Work required -
Reproduce, exactly as they appear, the line containing "igalic: not quite…" and every line after it, ending with the last line of the records.
··· Data provided ···
PR #444, opened 2019-02-11
Add a page listing people someone follows

### LINKED ISSUE #325: Add a page listing followed users
We currently only have followers.

BaptisteGelez:
Nothing exceptional, the layout is the same as the followers page.

Fixes #325


plume-models/src/users.rs
```diff
@@ -577,6 +577,28 @@ impl User {
             .map_err(Error::from)
     }
 
+    pub fn count_followed(&self, conn: &Connection) -> Result<i64> {
```
igalic: n.b.: many people on the fediverse are not happy with the "clout" that comes from these numbers

do we offer an option to disable it?

i would also suggest considering "subscribe" instead of "follow".
it fits better with a blog, and has slightly less of a cult meaning

BaptisteGelez: These numbers are not currently displayed in the UI, we only use this function to know how many pages listing followers/followed we need. If we display them one day, I totally agree that we should be able to hide them (maybe even hide them by default?), or that they should only be shown for your own profile.

And I agree on "follow"/"subscribe" too, I will change it. :slightly_smiling_face:

po/plume/de.po
```diff
@@ -315,12 +315,12 @@ msgstr ""
...
-msgid "Followers"
-msgstr "Follower"
+msgid "Subscribers"
+msgstr ""
 
 #, fuzzy
-msgid "Followed"
-msgstr "Folgen"
+msgid "Subscriptions"
+msgstr "Beschreibung"
```
igalic: not quite… "Abonoment" would be a better translation.

po/plume/de.po
```diff
@@ -315,12 +315,12 @@ msgstr ""
 msgid "Articles"
 msgstr "Artikel"
 
-msgid "Followers"
-msgstr "Follower"
+msgid "Subscribers"
+msgstr ""
```
igalic: "Abonomenten"

po/plume/de.po
```diff
@@ -342,12 +342,11 @@ msgstr "Ändere dein Profil"
...
-#, fuzzy
-msgid "Unfollow"
-msgstr "Folgen"
+msgid "Unsubscribe"
+msgstr ""
 
-msgid "Follow"
-msgstr "Folgen"
+msgid "Subscribe"
+msgstr ""
```
igalic: "abonieren"

po/plume/de.po
```diff
@@ -342,12 +342,11 @@ msgstr "Ändere dein Profil"
 msgid "Open on {0}"
 msgstr ""
 
-#, fuzzy
-msgid "Unfollow"
-msgstr "Folgen"
+msgid "Unsubscribe"
+msgstr ""
```
igalic: "abbestellen"

po/plume/de.po
BaptisteGelez: Yes, these strings have probably been automatically translated by GetText… :confused: I will edit them.

BaptisteGelez:
I replaced the other occurrences of "follow" while we are at it.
···
Task response -
igalic: not quite… "Abonoment" would be a better translation.

po/plume/de.po
```diff
@@ -315,12 +315,12 @@ msgstr ""
 msgid "Articles"
 msgstr "Artikel"
 
-msgid "Followers"
-msgstr "Follower"
+msgid "Subscribers"
+msgstr ""
```
igalic: "Abonomenten"

po/plume/de.po
```diff
@@ -342,12 +342,11 @@ msgstr "Ändere dein Profil"
...
-#, fuzzy
-msgid "Unfollow"
-msgstr "Folgen"
+msgid "Unsubscribe"
+msgstr ""
 
-msgid "Follow"
-msgstr "Folgen"
+msgid "Subscribe"
+msgstr ""
```
igalic: "abonieren"

po/plume/de.po
```diff
@@ -342,12 +342,11 @@ msgstr "Ändere dein Profil"
 msgid "Open on {0}"
 msgstr ""
 
-#, fuzzy
-msgid "Unfollow"
-msgstr "Folgen"
+msgid "Unsubscribe"
+msgstr ""
```
igalic: "abbestellen"

po/plume/de.po
BaptisteGelez: Yes, these strings have probably been automatically translated by GetText… :confused: I will edit them.

BaptisteGelez:
I replaced the other occurrences of "follow" while we are at it.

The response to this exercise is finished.